_Task_
Work out how many lines in the data below include "MongoDBClient", then reply with that number only.

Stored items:
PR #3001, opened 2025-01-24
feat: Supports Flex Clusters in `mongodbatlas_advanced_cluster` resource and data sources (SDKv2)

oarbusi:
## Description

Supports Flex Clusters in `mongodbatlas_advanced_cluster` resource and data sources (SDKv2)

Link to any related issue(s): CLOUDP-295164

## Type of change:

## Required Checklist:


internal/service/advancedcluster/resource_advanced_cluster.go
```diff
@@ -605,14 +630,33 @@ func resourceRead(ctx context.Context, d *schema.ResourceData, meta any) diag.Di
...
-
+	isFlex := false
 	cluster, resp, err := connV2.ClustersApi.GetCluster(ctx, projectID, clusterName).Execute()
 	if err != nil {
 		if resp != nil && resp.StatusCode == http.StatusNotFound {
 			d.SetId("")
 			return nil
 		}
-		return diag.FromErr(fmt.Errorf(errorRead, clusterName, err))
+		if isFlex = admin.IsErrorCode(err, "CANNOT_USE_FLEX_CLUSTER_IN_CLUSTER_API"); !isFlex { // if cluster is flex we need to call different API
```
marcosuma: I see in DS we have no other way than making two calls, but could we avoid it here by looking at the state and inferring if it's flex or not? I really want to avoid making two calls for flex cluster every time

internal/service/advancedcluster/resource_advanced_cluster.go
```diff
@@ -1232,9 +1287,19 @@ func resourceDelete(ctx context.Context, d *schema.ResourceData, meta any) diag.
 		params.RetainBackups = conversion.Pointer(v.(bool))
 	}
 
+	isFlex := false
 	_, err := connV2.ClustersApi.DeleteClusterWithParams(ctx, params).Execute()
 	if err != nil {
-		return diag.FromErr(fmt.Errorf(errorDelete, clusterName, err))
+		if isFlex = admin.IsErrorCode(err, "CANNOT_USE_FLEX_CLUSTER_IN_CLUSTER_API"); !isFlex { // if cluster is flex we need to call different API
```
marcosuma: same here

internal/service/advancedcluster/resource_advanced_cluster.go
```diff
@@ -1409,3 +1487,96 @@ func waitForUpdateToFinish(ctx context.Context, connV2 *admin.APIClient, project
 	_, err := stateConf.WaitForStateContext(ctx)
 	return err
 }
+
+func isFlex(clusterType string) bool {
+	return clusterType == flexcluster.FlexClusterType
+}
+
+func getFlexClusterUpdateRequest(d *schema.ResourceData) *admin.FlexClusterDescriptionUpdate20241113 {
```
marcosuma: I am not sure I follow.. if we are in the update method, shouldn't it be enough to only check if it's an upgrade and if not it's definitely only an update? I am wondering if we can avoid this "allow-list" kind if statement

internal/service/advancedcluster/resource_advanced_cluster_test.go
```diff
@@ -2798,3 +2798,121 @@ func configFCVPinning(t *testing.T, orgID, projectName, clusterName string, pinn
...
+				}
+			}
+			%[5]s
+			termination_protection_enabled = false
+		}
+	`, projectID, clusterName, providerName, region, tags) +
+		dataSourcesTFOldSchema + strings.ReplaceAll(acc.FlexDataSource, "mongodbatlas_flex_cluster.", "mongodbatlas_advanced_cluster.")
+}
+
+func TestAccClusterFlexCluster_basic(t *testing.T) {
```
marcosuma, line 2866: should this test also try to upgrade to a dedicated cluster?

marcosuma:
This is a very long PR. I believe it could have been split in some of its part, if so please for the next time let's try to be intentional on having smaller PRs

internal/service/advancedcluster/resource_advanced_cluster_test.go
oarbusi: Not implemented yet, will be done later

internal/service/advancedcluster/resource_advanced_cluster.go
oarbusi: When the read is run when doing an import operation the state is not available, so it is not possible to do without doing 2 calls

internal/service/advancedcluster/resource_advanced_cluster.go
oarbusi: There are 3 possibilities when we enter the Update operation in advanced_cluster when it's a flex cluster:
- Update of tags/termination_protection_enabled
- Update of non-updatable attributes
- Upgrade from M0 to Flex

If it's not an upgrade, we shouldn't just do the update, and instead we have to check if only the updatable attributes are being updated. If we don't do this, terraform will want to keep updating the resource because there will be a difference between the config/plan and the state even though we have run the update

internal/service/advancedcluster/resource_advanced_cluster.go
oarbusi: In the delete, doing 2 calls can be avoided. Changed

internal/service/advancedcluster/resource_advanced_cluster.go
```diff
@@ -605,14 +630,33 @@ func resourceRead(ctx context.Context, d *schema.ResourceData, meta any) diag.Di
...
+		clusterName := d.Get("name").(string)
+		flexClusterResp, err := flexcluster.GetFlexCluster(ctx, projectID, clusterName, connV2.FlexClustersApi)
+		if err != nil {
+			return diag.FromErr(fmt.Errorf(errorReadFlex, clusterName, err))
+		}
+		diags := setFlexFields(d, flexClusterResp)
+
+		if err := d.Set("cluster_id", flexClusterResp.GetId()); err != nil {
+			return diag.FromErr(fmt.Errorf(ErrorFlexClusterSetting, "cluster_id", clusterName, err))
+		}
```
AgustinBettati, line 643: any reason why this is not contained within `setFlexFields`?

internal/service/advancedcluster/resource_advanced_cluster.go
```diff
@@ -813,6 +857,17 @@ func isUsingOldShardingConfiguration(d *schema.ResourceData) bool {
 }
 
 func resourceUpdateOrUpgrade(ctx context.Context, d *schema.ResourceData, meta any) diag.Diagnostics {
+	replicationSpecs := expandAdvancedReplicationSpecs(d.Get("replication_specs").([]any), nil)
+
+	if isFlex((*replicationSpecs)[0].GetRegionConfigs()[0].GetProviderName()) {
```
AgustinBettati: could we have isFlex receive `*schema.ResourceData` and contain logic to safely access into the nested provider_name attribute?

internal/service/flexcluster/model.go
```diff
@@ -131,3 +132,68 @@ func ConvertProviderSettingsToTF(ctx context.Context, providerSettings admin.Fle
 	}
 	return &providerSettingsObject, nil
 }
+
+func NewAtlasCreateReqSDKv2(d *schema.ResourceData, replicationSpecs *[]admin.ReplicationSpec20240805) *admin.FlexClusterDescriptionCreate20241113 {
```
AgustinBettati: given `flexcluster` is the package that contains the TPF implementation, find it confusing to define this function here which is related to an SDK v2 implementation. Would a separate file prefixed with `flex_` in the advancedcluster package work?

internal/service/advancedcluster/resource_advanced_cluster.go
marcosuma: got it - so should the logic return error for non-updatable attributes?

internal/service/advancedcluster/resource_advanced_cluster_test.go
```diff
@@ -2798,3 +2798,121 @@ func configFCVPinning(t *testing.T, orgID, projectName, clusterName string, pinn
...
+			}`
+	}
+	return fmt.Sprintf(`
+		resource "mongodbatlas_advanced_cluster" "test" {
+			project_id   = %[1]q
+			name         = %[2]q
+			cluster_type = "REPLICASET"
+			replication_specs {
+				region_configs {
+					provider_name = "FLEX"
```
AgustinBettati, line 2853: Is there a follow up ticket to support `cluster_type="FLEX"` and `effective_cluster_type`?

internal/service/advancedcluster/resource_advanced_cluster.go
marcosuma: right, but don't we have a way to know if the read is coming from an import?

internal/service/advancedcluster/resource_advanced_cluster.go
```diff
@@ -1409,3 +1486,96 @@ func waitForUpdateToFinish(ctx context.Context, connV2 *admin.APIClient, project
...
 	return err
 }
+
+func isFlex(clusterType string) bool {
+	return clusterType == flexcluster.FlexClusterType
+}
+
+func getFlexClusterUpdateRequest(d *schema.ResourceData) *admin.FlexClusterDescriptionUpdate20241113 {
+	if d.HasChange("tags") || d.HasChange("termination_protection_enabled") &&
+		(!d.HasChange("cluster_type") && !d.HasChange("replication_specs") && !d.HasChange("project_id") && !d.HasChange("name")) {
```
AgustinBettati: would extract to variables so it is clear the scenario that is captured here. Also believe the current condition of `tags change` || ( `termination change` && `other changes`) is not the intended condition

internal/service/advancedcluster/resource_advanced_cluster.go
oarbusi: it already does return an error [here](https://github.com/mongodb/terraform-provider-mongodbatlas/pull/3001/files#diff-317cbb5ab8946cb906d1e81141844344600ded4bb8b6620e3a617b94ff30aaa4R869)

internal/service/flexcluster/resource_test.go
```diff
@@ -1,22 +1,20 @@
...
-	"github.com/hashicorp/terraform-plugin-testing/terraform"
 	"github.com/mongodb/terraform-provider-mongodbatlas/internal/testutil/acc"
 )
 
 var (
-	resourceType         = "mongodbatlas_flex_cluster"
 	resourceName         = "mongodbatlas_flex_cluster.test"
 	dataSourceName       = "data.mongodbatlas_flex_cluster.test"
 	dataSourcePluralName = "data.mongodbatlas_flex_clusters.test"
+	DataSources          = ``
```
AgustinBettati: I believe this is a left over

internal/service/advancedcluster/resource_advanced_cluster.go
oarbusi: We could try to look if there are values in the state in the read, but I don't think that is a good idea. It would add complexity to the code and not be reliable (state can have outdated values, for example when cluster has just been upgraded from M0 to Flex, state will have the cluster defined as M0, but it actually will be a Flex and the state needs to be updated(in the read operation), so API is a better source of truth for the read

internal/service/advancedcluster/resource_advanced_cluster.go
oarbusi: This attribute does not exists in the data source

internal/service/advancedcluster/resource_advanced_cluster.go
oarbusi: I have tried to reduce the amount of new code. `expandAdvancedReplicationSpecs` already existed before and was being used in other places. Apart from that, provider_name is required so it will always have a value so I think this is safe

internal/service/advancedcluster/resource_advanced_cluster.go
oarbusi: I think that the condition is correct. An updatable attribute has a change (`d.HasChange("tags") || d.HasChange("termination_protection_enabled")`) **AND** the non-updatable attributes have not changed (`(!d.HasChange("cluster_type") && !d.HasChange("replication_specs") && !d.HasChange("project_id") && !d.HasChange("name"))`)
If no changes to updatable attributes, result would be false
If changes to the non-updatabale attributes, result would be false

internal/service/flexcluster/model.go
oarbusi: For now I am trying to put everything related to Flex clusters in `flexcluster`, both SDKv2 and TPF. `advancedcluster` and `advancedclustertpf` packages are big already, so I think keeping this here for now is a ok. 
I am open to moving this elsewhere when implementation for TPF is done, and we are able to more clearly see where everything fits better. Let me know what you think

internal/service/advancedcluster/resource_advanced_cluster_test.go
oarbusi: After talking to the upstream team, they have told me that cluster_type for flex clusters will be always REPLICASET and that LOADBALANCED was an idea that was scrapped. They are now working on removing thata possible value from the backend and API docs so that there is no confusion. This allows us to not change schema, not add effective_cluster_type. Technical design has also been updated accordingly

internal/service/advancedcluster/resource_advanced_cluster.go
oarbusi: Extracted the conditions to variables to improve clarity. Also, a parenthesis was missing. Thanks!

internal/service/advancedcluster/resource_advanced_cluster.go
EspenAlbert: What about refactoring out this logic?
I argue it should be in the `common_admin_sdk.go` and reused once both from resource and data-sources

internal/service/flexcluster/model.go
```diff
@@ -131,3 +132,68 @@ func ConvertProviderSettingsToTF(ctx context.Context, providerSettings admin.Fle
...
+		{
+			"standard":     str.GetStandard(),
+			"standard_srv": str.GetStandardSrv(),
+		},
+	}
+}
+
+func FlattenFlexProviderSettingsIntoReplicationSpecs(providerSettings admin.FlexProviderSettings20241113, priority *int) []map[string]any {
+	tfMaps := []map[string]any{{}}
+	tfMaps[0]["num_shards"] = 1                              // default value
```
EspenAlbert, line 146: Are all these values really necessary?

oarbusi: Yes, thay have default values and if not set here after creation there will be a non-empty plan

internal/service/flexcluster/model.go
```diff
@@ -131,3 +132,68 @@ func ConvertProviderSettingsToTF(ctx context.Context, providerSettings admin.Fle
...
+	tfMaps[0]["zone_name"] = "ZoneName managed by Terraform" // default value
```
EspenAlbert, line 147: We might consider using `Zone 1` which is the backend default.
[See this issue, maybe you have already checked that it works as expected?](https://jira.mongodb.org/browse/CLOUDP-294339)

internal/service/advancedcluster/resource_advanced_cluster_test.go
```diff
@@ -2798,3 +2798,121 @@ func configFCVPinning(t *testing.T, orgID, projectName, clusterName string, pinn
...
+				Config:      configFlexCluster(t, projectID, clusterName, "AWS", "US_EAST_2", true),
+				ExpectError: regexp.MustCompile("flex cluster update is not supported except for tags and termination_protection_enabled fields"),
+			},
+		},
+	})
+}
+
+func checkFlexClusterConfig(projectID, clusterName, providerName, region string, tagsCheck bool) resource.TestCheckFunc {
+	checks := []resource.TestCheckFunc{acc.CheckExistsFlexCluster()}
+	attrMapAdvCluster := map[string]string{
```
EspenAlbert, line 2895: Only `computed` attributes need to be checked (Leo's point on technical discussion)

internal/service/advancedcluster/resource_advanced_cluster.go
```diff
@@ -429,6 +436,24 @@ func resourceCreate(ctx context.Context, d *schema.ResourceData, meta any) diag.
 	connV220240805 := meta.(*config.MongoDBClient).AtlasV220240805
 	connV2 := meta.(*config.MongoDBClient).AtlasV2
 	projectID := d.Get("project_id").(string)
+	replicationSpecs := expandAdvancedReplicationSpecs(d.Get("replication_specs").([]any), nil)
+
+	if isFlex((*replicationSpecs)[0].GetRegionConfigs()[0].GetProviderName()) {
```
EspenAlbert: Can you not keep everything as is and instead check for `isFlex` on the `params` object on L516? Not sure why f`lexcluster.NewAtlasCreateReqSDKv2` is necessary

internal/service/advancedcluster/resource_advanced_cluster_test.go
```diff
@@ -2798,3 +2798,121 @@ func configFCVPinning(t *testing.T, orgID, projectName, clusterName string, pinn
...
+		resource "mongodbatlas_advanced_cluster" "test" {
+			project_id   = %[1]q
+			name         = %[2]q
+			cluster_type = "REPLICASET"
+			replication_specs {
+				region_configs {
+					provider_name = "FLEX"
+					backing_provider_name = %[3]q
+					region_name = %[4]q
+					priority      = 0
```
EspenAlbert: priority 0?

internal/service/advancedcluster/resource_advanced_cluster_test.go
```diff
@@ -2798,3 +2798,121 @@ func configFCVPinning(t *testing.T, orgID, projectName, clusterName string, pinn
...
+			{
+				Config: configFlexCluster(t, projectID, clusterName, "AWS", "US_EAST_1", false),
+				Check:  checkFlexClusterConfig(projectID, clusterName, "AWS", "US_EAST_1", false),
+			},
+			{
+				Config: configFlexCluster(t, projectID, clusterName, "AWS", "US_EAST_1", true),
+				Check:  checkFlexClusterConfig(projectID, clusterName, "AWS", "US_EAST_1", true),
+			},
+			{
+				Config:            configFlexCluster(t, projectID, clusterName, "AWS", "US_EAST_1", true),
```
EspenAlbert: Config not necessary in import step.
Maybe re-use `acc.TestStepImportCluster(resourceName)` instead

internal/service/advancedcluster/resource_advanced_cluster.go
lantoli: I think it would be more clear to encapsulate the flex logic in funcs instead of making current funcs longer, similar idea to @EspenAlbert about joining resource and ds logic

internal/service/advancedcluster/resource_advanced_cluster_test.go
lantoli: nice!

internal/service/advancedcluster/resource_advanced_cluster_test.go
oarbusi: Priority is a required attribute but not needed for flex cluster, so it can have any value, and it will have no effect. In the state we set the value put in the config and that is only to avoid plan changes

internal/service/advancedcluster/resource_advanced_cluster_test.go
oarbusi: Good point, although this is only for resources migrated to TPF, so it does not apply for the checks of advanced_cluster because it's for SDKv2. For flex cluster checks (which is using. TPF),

_Reply to the task_
2